● **What is needed**: Print exactly those lines that run from the beginning of the data to the line bearing "PR #192, opened 2022-08-13", inclusive.

● **Input data**:
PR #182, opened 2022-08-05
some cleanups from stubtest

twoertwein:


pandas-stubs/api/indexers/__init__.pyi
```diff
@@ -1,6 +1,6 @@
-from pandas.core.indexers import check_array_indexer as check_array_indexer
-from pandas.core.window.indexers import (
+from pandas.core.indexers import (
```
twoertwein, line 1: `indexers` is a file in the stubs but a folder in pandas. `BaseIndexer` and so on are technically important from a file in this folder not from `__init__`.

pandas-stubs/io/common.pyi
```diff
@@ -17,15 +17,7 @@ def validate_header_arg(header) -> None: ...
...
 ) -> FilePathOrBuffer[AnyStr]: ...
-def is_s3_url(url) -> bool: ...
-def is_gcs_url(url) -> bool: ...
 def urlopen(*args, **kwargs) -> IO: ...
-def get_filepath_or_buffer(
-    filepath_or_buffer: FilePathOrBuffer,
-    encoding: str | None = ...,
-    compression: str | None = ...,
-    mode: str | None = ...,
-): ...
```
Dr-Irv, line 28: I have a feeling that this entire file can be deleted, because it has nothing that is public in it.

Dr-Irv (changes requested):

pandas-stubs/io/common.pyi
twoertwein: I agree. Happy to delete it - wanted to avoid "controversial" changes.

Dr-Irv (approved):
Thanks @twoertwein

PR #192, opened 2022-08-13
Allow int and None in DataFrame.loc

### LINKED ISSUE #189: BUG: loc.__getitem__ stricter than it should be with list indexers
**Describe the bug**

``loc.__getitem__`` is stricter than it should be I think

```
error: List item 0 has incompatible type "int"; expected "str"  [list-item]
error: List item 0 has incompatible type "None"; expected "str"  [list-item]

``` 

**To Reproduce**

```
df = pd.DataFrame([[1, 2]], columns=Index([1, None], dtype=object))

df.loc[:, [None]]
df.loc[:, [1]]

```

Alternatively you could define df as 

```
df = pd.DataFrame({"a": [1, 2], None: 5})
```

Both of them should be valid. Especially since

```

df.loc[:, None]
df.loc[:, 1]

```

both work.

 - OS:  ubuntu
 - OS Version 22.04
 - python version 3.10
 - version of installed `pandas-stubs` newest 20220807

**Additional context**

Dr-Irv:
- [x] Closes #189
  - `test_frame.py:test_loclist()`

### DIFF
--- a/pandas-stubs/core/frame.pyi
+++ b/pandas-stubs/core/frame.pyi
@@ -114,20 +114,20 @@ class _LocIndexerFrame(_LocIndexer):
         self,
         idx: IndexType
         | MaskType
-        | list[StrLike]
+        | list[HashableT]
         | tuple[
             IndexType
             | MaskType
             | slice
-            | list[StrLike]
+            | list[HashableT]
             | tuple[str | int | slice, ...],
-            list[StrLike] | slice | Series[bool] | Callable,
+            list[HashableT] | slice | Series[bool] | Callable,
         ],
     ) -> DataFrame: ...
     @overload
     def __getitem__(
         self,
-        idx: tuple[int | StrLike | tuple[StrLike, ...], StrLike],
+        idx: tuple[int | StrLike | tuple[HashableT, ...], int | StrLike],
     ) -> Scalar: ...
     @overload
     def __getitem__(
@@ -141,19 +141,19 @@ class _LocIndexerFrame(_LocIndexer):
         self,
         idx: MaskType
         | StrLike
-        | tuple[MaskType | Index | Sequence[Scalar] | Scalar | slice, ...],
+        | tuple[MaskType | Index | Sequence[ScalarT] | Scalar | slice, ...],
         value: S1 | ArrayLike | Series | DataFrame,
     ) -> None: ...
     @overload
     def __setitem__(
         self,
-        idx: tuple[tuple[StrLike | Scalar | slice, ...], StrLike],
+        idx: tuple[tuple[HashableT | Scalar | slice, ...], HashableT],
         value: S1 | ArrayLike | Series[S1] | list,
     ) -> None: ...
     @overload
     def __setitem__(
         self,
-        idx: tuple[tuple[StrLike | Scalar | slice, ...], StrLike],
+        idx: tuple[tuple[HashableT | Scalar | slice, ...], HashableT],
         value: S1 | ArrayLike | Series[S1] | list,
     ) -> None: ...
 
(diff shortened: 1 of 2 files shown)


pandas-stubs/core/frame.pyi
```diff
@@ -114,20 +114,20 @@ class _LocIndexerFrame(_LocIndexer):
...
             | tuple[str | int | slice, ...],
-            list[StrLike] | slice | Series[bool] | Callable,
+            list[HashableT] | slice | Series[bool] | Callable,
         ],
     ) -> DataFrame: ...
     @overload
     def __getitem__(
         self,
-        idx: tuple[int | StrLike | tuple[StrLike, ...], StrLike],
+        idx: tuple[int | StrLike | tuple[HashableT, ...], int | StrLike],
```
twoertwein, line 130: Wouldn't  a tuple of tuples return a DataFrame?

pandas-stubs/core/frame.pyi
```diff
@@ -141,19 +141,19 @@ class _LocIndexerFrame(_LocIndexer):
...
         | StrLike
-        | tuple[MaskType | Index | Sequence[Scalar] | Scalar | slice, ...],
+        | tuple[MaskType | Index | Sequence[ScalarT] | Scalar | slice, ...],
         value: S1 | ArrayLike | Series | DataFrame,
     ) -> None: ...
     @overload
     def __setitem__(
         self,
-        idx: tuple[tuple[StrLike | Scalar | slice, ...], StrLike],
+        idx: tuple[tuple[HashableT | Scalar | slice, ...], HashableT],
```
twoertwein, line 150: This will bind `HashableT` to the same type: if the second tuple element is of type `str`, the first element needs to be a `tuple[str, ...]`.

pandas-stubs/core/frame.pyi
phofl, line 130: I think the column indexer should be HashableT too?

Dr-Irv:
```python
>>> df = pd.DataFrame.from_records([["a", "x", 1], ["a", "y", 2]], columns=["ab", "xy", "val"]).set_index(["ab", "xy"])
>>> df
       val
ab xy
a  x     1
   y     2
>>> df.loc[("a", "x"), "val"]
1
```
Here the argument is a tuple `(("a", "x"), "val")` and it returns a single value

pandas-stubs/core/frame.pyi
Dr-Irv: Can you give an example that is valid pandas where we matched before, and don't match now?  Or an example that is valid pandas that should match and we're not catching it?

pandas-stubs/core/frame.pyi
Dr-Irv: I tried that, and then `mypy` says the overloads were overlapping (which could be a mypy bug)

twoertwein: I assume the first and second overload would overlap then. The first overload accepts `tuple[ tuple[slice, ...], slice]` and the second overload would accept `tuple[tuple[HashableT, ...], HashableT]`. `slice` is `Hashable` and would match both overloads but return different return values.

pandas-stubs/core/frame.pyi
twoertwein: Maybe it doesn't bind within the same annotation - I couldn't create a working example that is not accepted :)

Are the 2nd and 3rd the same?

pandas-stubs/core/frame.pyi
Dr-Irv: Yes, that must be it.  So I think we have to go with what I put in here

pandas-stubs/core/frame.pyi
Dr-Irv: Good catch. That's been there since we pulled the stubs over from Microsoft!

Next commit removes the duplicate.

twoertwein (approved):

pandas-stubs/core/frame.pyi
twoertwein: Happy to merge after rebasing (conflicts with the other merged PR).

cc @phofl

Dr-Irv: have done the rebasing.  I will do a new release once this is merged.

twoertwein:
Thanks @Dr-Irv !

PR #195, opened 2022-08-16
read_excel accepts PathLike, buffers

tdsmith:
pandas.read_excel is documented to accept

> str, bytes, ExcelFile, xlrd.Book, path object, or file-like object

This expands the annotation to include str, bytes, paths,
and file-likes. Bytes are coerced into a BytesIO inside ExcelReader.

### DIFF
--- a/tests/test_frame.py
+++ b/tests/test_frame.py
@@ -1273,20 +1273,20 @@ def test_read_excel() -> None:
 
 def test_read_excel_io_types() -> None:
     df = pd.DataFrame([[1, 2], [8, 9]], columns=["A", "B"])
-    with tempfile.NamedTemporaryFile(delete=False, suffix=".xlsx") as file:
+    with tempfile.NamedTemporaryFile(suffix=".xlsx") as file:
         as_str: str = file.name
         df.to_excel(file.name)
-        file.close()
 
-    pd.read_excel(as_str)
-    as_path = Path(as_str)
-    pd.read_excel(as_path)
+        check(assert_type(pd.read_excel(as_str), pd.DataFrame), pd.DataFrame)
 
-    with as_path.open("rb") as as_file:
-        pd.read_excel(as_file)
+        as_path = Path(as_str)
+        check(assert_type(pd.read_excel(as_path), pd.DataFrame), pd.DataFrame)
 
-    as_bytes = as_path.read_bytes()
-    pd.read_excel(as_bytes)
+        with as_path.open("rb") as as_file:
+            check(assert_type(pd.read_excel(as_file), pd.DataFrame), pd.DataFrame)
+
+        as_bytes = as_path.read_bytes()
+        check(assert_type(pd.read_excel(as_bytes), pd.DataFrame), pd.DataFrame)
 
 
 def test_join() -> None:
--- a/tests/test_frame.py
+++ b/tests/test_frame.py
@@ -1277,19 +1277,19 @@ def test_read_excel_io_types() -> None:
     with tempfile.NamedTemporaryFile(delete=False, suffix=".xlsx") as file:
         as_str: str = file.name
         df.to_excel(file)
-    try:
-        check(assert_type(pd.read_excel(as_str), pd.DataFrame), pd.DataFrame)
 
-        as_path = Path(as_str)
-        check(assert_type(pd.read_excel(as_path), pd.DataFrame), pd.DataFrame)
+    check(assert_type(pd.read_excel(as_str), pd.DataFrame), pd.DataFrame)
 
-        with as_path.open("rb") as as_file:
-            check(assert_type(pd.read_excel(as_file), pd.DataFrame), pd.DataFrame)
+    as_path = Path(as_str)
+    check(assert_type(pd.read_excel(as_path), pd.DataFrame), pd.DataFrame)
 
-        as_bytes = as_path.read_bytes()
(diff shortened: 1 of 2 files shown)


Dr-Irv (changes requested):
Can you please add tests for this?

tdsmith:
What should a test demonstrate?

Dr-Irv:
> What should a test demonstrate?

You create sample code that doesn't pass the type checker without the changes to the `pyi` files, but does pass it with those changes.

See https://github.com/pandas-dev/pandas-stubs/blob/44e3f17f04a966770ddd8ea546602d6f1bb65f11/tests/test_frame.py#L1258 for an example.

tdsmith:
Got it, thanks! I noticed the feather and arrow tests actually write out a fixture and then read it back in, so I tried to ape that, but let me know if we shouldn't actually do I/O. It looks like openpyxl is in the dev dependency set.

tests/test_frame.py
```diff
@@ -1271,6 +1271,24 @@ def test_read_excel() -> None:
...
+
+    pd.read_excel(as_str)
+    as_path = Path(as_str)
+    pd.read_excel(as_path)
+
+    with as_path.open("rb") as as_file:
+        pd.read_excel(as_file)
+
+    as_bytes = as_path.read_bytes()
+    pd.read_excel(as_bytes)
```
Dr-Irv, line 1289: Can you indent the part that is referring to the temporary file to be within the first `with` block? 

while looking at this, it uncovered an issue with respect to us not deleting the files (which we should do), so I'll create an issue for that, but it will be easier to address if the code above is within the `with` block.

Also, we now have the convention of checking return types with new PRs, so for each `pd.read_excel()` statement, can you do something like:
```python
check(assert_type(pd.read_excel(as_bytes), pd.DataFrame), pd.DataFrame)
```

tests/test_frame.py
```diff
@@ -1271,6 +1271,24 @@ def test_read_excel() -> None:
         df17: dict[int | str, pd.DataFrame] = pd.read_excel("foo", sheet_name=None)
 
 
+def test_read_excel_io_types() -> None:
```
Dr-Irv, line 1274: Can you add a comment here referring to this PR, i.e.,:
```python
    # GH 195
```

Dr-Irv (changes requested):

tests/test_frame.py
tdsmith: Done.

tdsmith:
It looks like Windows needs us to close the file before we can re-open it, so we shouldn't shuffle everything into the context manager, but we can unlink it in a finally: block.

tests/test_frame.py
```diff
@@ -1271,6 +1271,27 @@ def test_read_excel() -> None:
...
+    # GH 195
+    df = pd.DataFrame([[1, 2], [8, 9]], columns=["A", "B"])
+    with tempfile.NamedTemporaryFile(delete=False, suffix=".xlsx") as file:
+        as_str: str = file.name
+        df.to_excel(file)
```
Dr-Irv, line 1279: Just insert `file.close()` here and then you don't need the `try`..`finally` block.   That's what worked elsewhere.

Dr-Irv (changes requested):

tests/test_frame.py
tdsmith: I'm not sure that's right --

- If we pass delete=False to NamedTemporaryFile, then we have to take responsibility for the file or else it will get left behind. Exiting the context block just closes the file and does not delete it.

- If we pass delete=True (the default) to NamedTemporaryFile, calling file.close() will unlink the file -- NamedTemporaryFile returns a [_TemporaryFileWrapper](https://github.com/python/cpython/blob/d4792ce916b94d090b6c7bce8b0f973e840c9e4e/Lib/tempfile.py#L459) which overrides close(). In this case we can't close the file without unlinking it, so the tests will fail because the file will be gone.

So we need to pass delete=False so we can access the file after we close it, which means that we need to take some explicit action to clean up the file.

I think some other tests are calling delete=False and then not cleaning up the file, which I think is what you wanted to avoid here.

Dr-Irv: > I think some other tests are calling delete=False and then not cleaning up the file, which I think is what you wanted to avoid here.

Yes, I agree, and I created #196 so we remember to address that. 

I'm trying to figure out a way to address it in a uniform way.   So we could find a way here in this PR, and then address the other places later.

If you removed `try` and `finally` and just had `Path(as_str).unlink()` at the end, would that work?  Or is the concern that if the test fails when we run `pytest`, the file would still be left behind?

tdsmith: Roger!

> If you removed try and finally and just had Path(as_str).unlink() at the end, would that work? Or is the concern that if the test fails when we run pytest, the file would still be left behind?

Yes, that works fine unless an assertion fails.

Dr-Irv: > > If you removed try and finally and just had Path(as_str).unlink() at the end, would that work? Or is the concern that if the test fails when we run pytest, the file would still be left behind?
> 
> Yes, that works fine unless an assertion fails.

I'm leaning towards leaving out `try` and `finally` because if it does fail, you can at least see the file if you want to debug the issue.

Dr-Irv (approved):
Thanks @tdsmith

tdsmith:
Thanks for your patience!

● **Task result**:
PR #182, opened 2022-08-05
some cleanups from stubtest

twoertwein:


pandas-stubs/api/indexers/__init__.pyi
```diff
@@ -1,6 +1,6 @@
-from pandas.core.indexers import check_array_indexer as check_array_indexer
-from pandas.core.window.indexers import (
+from pandas.core.indexers import (
```
twoertwein, line 1: `indexers` is a file in the stubs but a folder in pandas. `BaseIndexer` and so on are technically important from a file in this folder not from `__init__`.

pandas-stubs/io/common.pyi
```diff
@@ -17,15 +17,7 @@ def validate_header_arg(header) -> None: ...
...
 ) -> FilePathOrBuffer[AnyStr]: ...
-def is_s3_url(url) -> bool: ...
-def is_gcs_url(url) -> bool: ...
 def urlopen(*args, **kwargs) -> IO: ...
-def get_filepath_or_buffer(
-    filepath_or_buffer: FilePathOrBuffer,
-    encoding: str | None = ...,
-    compression: str | None = ...,
-    mode: str | None = ...,
-): ...
```
Dr-Irv, line 28: I have a feeling that this entire file can be deleted, because it has nothing that is public in it.

Dr-Irv (changes requested):

pandas-stubs/io/common.pyi
twoertwein: I agree. Happy to delete it - wanted to avoid "controversial" changes.

Dr-Irv (approved):
Thanks @twoertwein

PR #192, opened 2022-08-13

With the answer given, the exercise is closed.